More than half of the jobs slated for elimination are at schools that will be closed, merged or put under outside management as part of plans to improve Atlanta’s lowest performing schools.
But other schools will also lose staff, according to board records:
- Dobbs Elementary School will lose four teaching positions;
- Douglass High School will lose four positions, including a counselor;
- Harper-Archer Middle School is set to lose 10 positions, including teachers;
- Morningside Elementary School will lose band and orchestra teacher positions;
- At North Atlanta High School, a performing arts teacher position will be cut; and
- Gideons Elementary School, which is scheduled to be managed by a charter school group in 2017, will lose about 7 positions, including music, physical education and world language teachers.
Some of the cuts — including the ones at Dobbs, Harper-Archer and Gideons — are due to expected drops in enrollment, district spokeswoman Jill Strickland said. Strickland said listing music positions at Morningside among those slated for elimination was an error and would be corrected.
The cuts come as the board plans to spend $10.5 million on raises and bonuses for existing staff.

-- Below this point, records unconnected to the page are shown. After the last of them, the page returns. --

PR #1928, opened 2018-03-27
Feature/zios 9800 add a delay before network status bar shows sync bar

billypchan:
### Issues

Sync bar shows every time when the app starts. We want to have a show it after some delay when the network state changes to loading.

### Causes

In viewDidLoad and viewWillAppear, the network state applies immediately, not delayed. Other state change are delayed before showing on the UI. 

### Solutions

Enqueue the initial network state with a delay. The later network state change will override the init state.

## Notes

This PR is a follow up of https://github.com/wireapp/wire-ios/pull/1894.

### DIFF
--- a/Wire-iOS/Sources/UserInterface/Components/NetworkStatus/NetworkStatusView.swift
+++ b/Wire-iOS/Sources/UserInterface/Components/NetworkStatus/NetworkStatusView.swift
@@ -151,11 +151,7 @@ class NetworkStatusView: UIView {
 
     private lazy var topMargin = UIScreen.hasNotch ? CGFloat(0) : CGFloat.NetworkStatusBar.topMargin
 
-    public weak var delegate: NetworkStatusViewDelegate! {
-        didSet {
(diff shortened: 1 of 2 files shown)


Wire-iOS/Sources/UserInterface/Components/NetworkStatus/NetworkStatusView.swift
```diff
@@ -139,11 +139,7 @@ class NetworkStatusView: UIView {
 
     private lazy var topMargin = UIScreen.hasNotch ? CGFloat(0) : CGFloat.NetworkStatusBar.topMargin
 
-    public weak var delegate: NetworkStatusViewDelegate! {
-        didSet {
-            createConstraints()
-        }
-    }
+    public weak var delegate: NetworkStatusViewDelegate!
```
mikeger: May be it's worth having the weak var as optional (?), I think this is the default behavior for the delegate properties.

PR #1929, opened 2018-03-27
Back up UI

mikeger:
- Basic screen that gives the possibility to save the back up for the user.

### DIFF
--- a/Wire-iOS/Resources/Base.lproj/Localizable.strings
+++ b/Wire-iOS/Resources/Base.lproj/Localizable.strings
@@ -842,8 +842,8 @@
 // History backup
 
 "self.settings.conversations.title" = "Conversations";
-"self.settings.history_backup.title" = "Histroy backup";
-"self.settings.history_backup.description" = "Back up your conversation history to a safe place. If you lose your phone or switch to a new one, your conversation will be safe. You can restore your conversation histroy when you log in. You can only restore history from a backup of the same platform.\nThe back up is not protected by Wire end-to-end encryption.";
+"self.settings.history_backup.title" = "History backup";
+"self.settings.history_backup.description" = "Back up your conversation history to a safe place. If you lose your phone or switch to a new one, your conversation will be safe. You can restore your conversation history when you log in. You can only restore history from a backup of the same platform.\nThe back up is not protected by Wire end-to-end encryption.";
 "self.settings.history_backup.action" = "Back Up Now";
 "self.settings.history_backup.error.title" = "Error";
 
--- a/Wire-iOS/Resources/Base.lproj/Localizable.strings
+++ b/Wire-iOS/Resources/Base.lproj/Localizable.strings
@@ -839,6 +839,14 @@
 // Invite from Settings
 "self.settings.invite_friends.title" = "Invite people";
 
+// History backup
+
+"self.settings.conversations.title" = "Conversations";
+"self.settings.history_backup.title" = "Histroy backup";
+"self.settings.history_backup.description" = "Back up your conversation history to a safe place. If you lose your phone or switch to a new one, your conversation will be safe. You can restore your conversation histroy when you log in. You can only restore history from a backup of the same platform.\nThe back up is not protected by Wire end-to-end encryption.";
+"self.settings.history_backup.action" = "Back Up Now";
+"self.settings.history_backup.error.title" = "Error";
+
 // +++++++++++++++++++++++++++++++++++++++++++++++++++++
 // System status
 "system_status_bar.no_internet.title" = "No Internet";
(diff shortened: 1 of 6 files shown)


Wire-iOS/Resources/Base.lproj/Localizable.strings
```diff
@@ -839,6 +839,14 @@
 // Invite from Settings
 "self.settings.invite_friends.title" = "Invite people";
 
+// History backup
+
+"self.settings.conversations.title" = "Conversations";
+"self.settings.history_backup.title" = "Histroy backup";
```
typfel: typo: `Histroy` > `History`

Wire-iOS/Sources/UserInterface/Settings/BackupViewController.swift
```diff
@@ -0,0 +1,174 @@
...
+        tableView.translatesAutoresizingMaskIntoConstraints = false
+        view.addSubview(tableView)
+        tableView.delegate = self
+        tableView.dataSource = self
+        
+        // this is necessary to remove the placeholder cells
+        tableView.tableFooterView = UIView()
+        cells = [BackupStatusCell.self, BackupActionCell.self]
+        
+        Set(cells.map { HashableType<UITableViewCell>($0) }).forEach {
```
vytis: Is it worth adding all this machinery for just registering two kinds of cells?

vytis: or maybe it will be/is used somewhere else as well?

Wire-iOS/Sources/UserInterface/Helpers/UIView+Constraints.swift
```diff
@@ -0,0 +1,51 @@
...
+            return UIView.userInterfaceLayoutDirection(for: .unspecified)
+        }
+    }
+    
+    @discardableResult func fitInSuperview(with insets: UIEdgeInsets = .zero) -> [NSLayoutConstraint] {
+        guard let superview = self.superview else {
+            fatal("Not in view hierarchy: self.superview = nil")
+        }
+        
+        let (leadingInset, trailingInset) = self.layoutDirection == .leftToRight ?
```
typfel: Are you sure you want flip the insets when you are using leading and trailing?

mikeger: I think in this case yes, since the insets in `UIEdgeInsets` are left and right, if I would not swap them then on RTL left would be on the right. I guess from the developer perspective the name `left` should be considered as `leading`.

Wire-iOS/Sources/UserInterface/Settings/BackupViewController.swift
mikeger: In this case yes, it's possible to just enumerate cells since they are always distinct. My idea is that it can be reused in the future.

Wire-iOS/Sources/UserInterface/Helpers/UIView+Constraints.swift
typfel: I though the constant was attached to the leading/trailing constraint. So that if you have leading inset 64 and trailing inset 16 it would on a RTL setup move the 64 inset to the right side.

mikeger: Okay, may be I don't need to flip it, makes it confusing.

typfel: Ah or you mean that since the insets named`left` and `right` they should counteract the leading and trailing behaviour? But then you also use `left` and `right` constraints instead of `leading` and `trailing`?

Wire-iOS/Sources/UserInterface/Settings/BackupViewController.swift
vytis: But there is no problem to just do `.forEach` with the `cells` array? Current approach prevents us from registering the same type multiple times, but since `reuseIdentifier` is a static var it won't make a difference I think.

Wire-iOS/Sources/UserInterface/Helpers/UIView+Constraints.swift
mikeger: I think I would refactor it not to use the edge insets, it's not useful to have left and right naming.

Wire-iOS/Sources/UserInterface/Settings/BackupViewController.swift
mikeger: I agree that it does not hurt to re-register the registered cell, it should still work. However, I still think it's better only to register the cell once, since there is no information on how the table view implementation works.

vytis: Sure it's better to be safe and make sure we register only once, but in this case IMHO it's a bit too much since the array is static and there is no risk to have something weird happening. Anyway I'm good to keep the code here also, not a blocker 👯‍♂️

mikeger:
@vytis @typfel updated!

mikeger:
@vytis I would add the tests when we would know how it should look like. Otherwise every UI change would break them.

PR #1935, opened 2018-03-28
ZIOS-8802: Fix music pausing when removing someone from a group

alexaubry:
### Issues

When removing someone from a group and music was playing, the music was paused for a few seconds.

### Causes

The alert sound played before confirming the removal of the participant required the music to be paused. 

### Solutions

This was fixed by allowing the alert sound to be mixed with other currently playing sounds.


mikeger:
Easy... if you know where to look :)

PR #1938, opened 2018-03-28
Fix/zios 9807 giphy search view controller crash

billypchan:
### Issues

App crashes when collectionView accesses an out-of-bound array item. The app may crash when the user fast typing in the search field and scroll collection view.

### Causes

The collection view's data source (searchResultsController.results) is wiped when a new search starts.  Data source is empty for a short time before results arrive. If the collection calls cellForItemAt() or didSelectItemAt() when the data source is empty, the app crashes.

### Solutions

ZiphySearchResultsController provides a delegate method didCleanResults() to let the UI knows refesh the UI and data source is wiped.

## Dependencies

Needs releases with:

- [ ] https://github.com/wireapp/wire-ios-ziphy/pull/12


billypchan:
@mikeger both ziphy and wire-ios are merged with develop.

PR #1944, opened 2018-03-29
Fix: List UI turns black during transition to conversation view

billypchan:
## What's new in this PR?

This PR is a follow up of https://github.com/wireapp/wire-ios/pull/1919.

### Issues

list UI turns black during the transition to conversation view if the user chooses another conversation quickly (<0.55 sec).

### Causes

If second animation starts before the first animation ends, the first animation's completion closure hides left view before second animation finishes.

### Solutions

Check leftview is in the middle of the animation before hiding the leftview.

### Note

setLeftViewControllerRevealed() is translated to Swift for easier debugging.


Wire-iOS/Sources/UserInterface/Components/Controllers/SplitViewController+leftView.swift
```diff
@@ -0,0 +1,59 @@
...
+                    completion()
+                }
+
+                if self.layoutSize != .regularLandscape {
+                    self.leftViewController?.endAppearanceTransition()
+                    self.rightViewController?.endAppearanceTransition()
+                }
+                if self.openPercentage == 0 &&
+                   self.layoutSize != .regularLandscape &&
+                   self.leftView.layer.presentation()?.frame == self.leftView.frame {
```
billypchan: Bug fixed by added checking for animation is finished or not.

Wire-iOS/Sources/UserInterface/Components/Controllers/SplitViewController+leftView.swift
```diff
@@ -0,0 +1,67 @@
...
+        }
+
+        let completionBlock: () -> Void = {
+            if let completion = completion {
+                completion()
+            }
+
+            if self.openPercentage == 0 &&
+                self.layoutSize != .regularLandscape &&
+                (self.leftView.layer.presentation()?.frame == self.leftView.frame || (self.leftView.layer.presentation()?.frame == nil && !animated)) {
```
billypchan: Bug fixed by added checking for animation is finished or not.

PR #1945, opened 2018-03-29
ZIOS-9812: Update and unify tab bar design

alexaubry:
### Issues

Two tab bar designs coexisted inside the app: the "line" (start UI), and the "arrow" (everywhere else).

### Solutions

The `TabBar` object was updated to use the new line design. It can be seen in:

- Participant details view
- Registration/login flow
- Add participant view
- Start UI

The tab bar was also refactored to use stack views, which reduces code duplication with the `RadioButtonsView` class.

The contacts/Start UI search controllers also use the tab bar now, instead of the custom buttons that were previously used.


Wire-iOS/Sources/UserInterface/Components/TabBar/Tab.swift
```diff
@@ -0,0 +1,80 @@
...
+        addSubview(selectionLineView)
+        constrain(self, selectionLineView) { selfView, selectionLineView in
+            selectionLineView.leading == selfView.leading + 16
+            selectionLineView.trailing == selfView.trailing - 16
+            selectionLineView.height == 1
+            selectionLineView.bottom == selfView.bottom
+        }
+
+        titleLabel?.font = FontSpec(.small, .semibold).font
+        isSelected = false
```
mikeger: Is the UIButton selected per default?

alexaubry: I don't think it is actually. I just copied this init method from `SearchGroupButton`which used to set that to false.

PR #1949, opened 2018-03-29
ZIOS-9804: Added back button in the email verification view

nicorsm:
## What's new in this PR?

Added back button on the email verification view, so now users can go back to the previous view when they provide a wrong email address. Added tests.


vytis:
I think this is the step where we keep trying to login with this email every 5 mins. We need to stop this process somehow, but probably there is a method to reset the authentication state

Wire-iOS/WireBridgingHeader.h
```diff
@@ -96,6 +96,7 @@
 #import "ConfirmAssetViewController.h"
 #import "ProfileSelfPictureViewController.h"
 #import "AddEmailPasswordViewController.h"
+#import "EmailVerificationStepViewController.h"
```
mikeger: You sure this is necessary?

nicorsm: I need it just for test purposes, will move to the proper tests bridging header.

vytis:
I think stopping the timer should be possible by resetting the authentication status somehow - clearing credentials or firing a notification. You should check if there is a situation already where we quit the authentication flow an see what is done there.

nicorsm:
@vytis just found that we're already calling `[[UnauthenticatedSession sharedSession] cancelWaitForEmailVerification]` in `viewWillDisappear`. Need to check the appearing/disappearing of the back button since it's not working on the registration flow.

PR #1950, opened 2018-03-29
Fix crash: when presenting video editor on iPad

billypchan:
### Issues

App crashes when showing video editor on iPad.

### Causes

"Terminating app due to uncaught exception 'NSInvalidArgumentException', reason: 'On iPad, Wire.StatusBarVideoEditorController must be presented via UIPopoverController'"

### Solutions

Present videoEditor in popover style on iPad. 

###Note 
This PR fixed a run time warning for dismiss spinner in non-main thread.


mikeger:
@billypchan please check if you may be changed some GIT config, since it does not recognize your commits as yours any more.

PR #1952, opened 2018-03-29
Added checkmark view, other fixes

mikeger:
- Do not show alert when not necessary.
- Erase leftover backups.


mikeger:
Yeah it‘s all autogenerated :)

Sent from a Mobile Device

PR #1955, opened 2018-04-03
ZIOS-9808: Fix visual issues on landing page

alexaubry:
### Issues

The cancel button on the landing screen was too big and mispositioned; which caused a visual glitch in the transition from the self profile view controller.

### Causes

The cancel button was sized and positioned manually. The close button in the self profile is managed by a navigation bar, and thus has a different position on every device (adapted by the `UINavigationBar` depending on the size of the screen).

Because the two buttons do not have the same size, and a slightly different position, this caused the animation between the two to be "off".

### Solutions

We now use a standard navigation bar to size and position the cancel button on the landing page.

### DIFF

Several central office departments — including accountability, finance and maintenance — will also see steep cuts. District officials previously put the number of central office jobs to be eliminated at about 50. The plan the board is set to vote on tonight shows a net loss of about 80 central office positions.
Earlier this month, local AFSCME administrator Alan Lee called the cuts “a shell game.”
“It is an effort to displace a group of workers and replace them with a different group of workers,” he said.
School superintendent Meria Carstarphen said the cuts were an effort to rein in Atlanta’s administrative spending — among the highest in the nation compared to other big-city districts — and bring school staffing in line with enrollment. The cuts do not target any particular department, she said.
“I fully reject the notion that we’re targeting anyone on race or age or anything else,” she said.